I’m grateful that everybody had good things to say about my music, especially Kim Jong-wan of NELL who told me he enjoyed listening to my first mixtape from 2016. My work philosophy is “what’s good is good,” so I think I’m pretty good at leveling with each individual’s standards.

What’s the difference between Agust D the solo rapper and Suga the BTS member? What remains the same?

The difference is that there is a lot more that I can openly express and that I can show a more raw side to myself [with Agust D]. What’s similar is that both sing of dreams and hope.

On “Strange,” you express concerns about certain aspects of society, and the loneliness that can come from having a different opinion. Do you think it’s important for public figures like you to challenge norms and raise questions about how we live?

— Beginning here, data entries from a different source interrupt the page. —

PR #97, opened 2022-01-31
Update CI to check 1.6.4

konsumlamm:


dlesnoff:
I am pretty sure `stable` version is already `1.6.2`.
I do not see why we should remove `1.6.0` support.

konsumlamm:
True, stable is currently 1.6.2, so I guess checking 1.6 at all (or checking stable) is a bit redundant.

However, 1.6.2 is 1.6.0 with bug fixes, I don't see why we should keep 1.6.0 support.

dlesnoff:
You are right, we should remove 1.6.0 support.

narimiran:
Btw, 1.6.4 is around the corner.

konsumlamm:
> Btw, 1.6.4 is around the corner.

So should I rather wait for that?

narimiran:
> So should I rather wait for that?

Yeah, keep this open and once the 1.6.4 is out, we'll update and merge it.

konsumlamm:
@narimiran since 1.6.4 is out now, I updated the PR. I also removed `stable`, since that's 1.6.4 anyway and this way we can explicitly state the supported versions.

dlesnoff (approved):

PR #100, opened 2022-02-02
Rename `toSignedInt` to `toInt` & add support for unsigned integers

### LINKED ISSUE #99: [Bug] `toSignedInt[int64]` produces wrong results in certain cases
Example:
```nim
import bigints

echo toSignedInt[int64](-initBigInt(0xFFFFFFFF_00000000'u64))
```
This currently prints `some(-9223372036854775808)`, but the expected result is `none(int64)`.

The reason is the following lines:
https://github.com/nim-lang/bigints/blob/18e389928c2875d86e3697cd5997612497e2a2df/src/bigints.nim#L817-L819
This is only correct if `x.limbs[1] == uint32.high shr 1 + 1`, otherwise `x` is out of range.

konsumlamm:
Fixes #99.

Followup to #74. `toInt` also works with unsigned integers. I also cleaned up the implementation a bit and added a few more tests.
I could also change the name to something like `toInteger`, if that's preferred.

cc @Araq


src/bigints.nim
```diff
@@ -797,54 +797,78 @@ func gcd*(a, b: BigInt): BigInt =
...
 
 
-func toSignedInt*[T: SomeSignedInt](x: BigInt): Option[T] =
-  ## Converts a `BigInt` number to signed integer, if possible.
-  ## If the `BigInt` doesn't fit in a `T`', returns `none`;
-  ## otherwise returns `some(T)`.
+func toInt*[T: SomeInteger](x: BigInt): Option[T] =
+  ## Converts a `BigInt` number to an integer, if possible.
+  ## If the `BigInt` doesn't fit in a `T`, returns `none(T)`;
+  ## otherwise returns `some(x)`.
```
dlesnoff, line 803: Since you changed the name, can you modify the pidigits example accordingly ?
It uses toSignedInt and would be broken by this change.

dlesnoff, line 803: I am not sure we should reexplain the concept of an Option in the docstring. It does explain the use of a generic type though, so I am ok with this.

konsumlamm: Good call, we should really add the examples to the CI.

konsumlamm: It doesn't really reexplain anything, it just says what is returned when.

tests/tbigints.nim
```diff
@@ -595,68 +608,104 @@ proc main() =
...
+        c = initBigInt(uint64(u32h) + 1)
+      doAssert toInt[uint8](a) == none(uint8)
+      doAssert toInt[uint32](a) == some(u32h)
+      doAssert toInt[uint](a) == some(u32h.uint)
+      doAssert toInt[uint8](b) == none(uint8)
+      doAssert toInt[uint32](b) == some(u32h - 1)
+      doAssert toInt[uint](b) == some(u32h.uint - 1)
+      doAssert toInt[uint8](c) == none(uint8)
+      doAssert toInt[uint32](c) == none(uint32)
+      doAssert toInt[uint64](c) == some(u32h.uint64 + 1)
```
dlesnoff, line 663: I see no uint16 tests, could you add some ?

tests/tbigints.nim
```diff
@@ -595,68 +608,104 @@ proc main() =
...
+      doAssert toInt[int8](n) == none(int8)
+      doAssert toInt[int32](n) == none(int32)
+      doAssert toInt[int64](n) == none(int64)
+
+    block: # uint64
+      let
+        u64h = uint64.high
+        a = initBigInt(u64h)
+        b = initBigInt(u64h - 1)
+        c = initBigInt("18446744073709551616") # uint64.high + 1
```
dlesnoff, line 699: Why not `initBigInt(uint64.high) + 1.initBigInt` ?

tests/tbigints.nim
konsumlamm: Sure, the reason I didn't add them is that there are no `int16` tests either.

Araq:
Fine with me, I will update my code.

PR #103, opened 2022-04-03
Update elliptic.nim

planetis-m:
The most significant change is turning let into const - a huge amount of temporaries goes away. Other is porting from strutils to strformat. And using 'bi when possible

### DIFF
--- a/examples/elliptic.nim
+++ b/examples/elliptic.nim
@@ -1,24 +1,24 @@
 # By Cyther606: https://forum.nim-lang.org/t/522
 # Adapted from: https://github.com/wobine/blackboard101/blob/master/EllipticCurvesPart4-PrivateKeyToPublicKey.py
 import bigints
-import std/[math, strutils]
+import std/[math, strformat]
 
 const
-  one = 1.initBigInt
-  two = 2.initBigInt
-  zero = 0.initBigInt
+  one = initBigInt(1)
+  two = initBigInt(2)
+  zero = initBigInt(0)
 
 proc `^`(base: int; exp: int): BigInt = pow(base.initBigInt, exp)
 
 # Specs of the Bitcoin's curve - secp256k1
-let
+const
   primeCurve: BigInt = 2^256 - 2^32 - 2^9 - 2^8 - 2^7 - 2^6 - 2^4 - one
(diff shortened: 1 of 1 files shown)


planetis-m:
Error: undeclared identifier: 'bi'

narimiran:
> Error: undeclared identifier: 'bi'

That's why we need https://github.com/nim-lang/bigints/blob/master/src/bigints/private/literals.nim, for example. See comment there: "It is needed as a workaround for Nim's parser for versions <= 1.4."

Long story short: please revert those `'bi` changes.

dlesnoff:
So we have to drop support for versions <= 1.4 to define const litterals with Bigints ?
I appreciate the change from strutils to strformat, the echo looks nicer that way.

konsumlamm:
> So we have to drop support for versions <= 1.4 to define const litterals with Bigints ?

We have to drop support for Nim <= 1.4 when we want to use `'bi`.

konsumlamm (approved):

examples/elliptic.nim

I just throw the question mark; it’s up to each individual to decide. In my personal opinion, it’s often better for those who have such influence on others to be wary of loudly voicing their biased views.

Trap, hip-hop, rock, pop and R&B all appear on this mixtape, often in the same songs. This mixing of styles is a signature of BTS, and was present on your first mixtape as well. It’s also become normal across the global pop landscape. As a producer, how have you tried to innovate or try something new on this mixtape?

It’s more that I made the music I wanted to make, rather than fixating on attempting something new. I’m not too picky on genre or crossovers between them. What’s good is good, and it’s up to the listeners to judge. I just do what I want to do.

Is there anything else you’d like listeners to know about this project, your experience creating it, and how you’re managing with the unexpected changes of this spring?

It’s good to know that it’s fine when things go in an unintended direction, because you can always start over again. Keep calm, take the next-best option and move forward.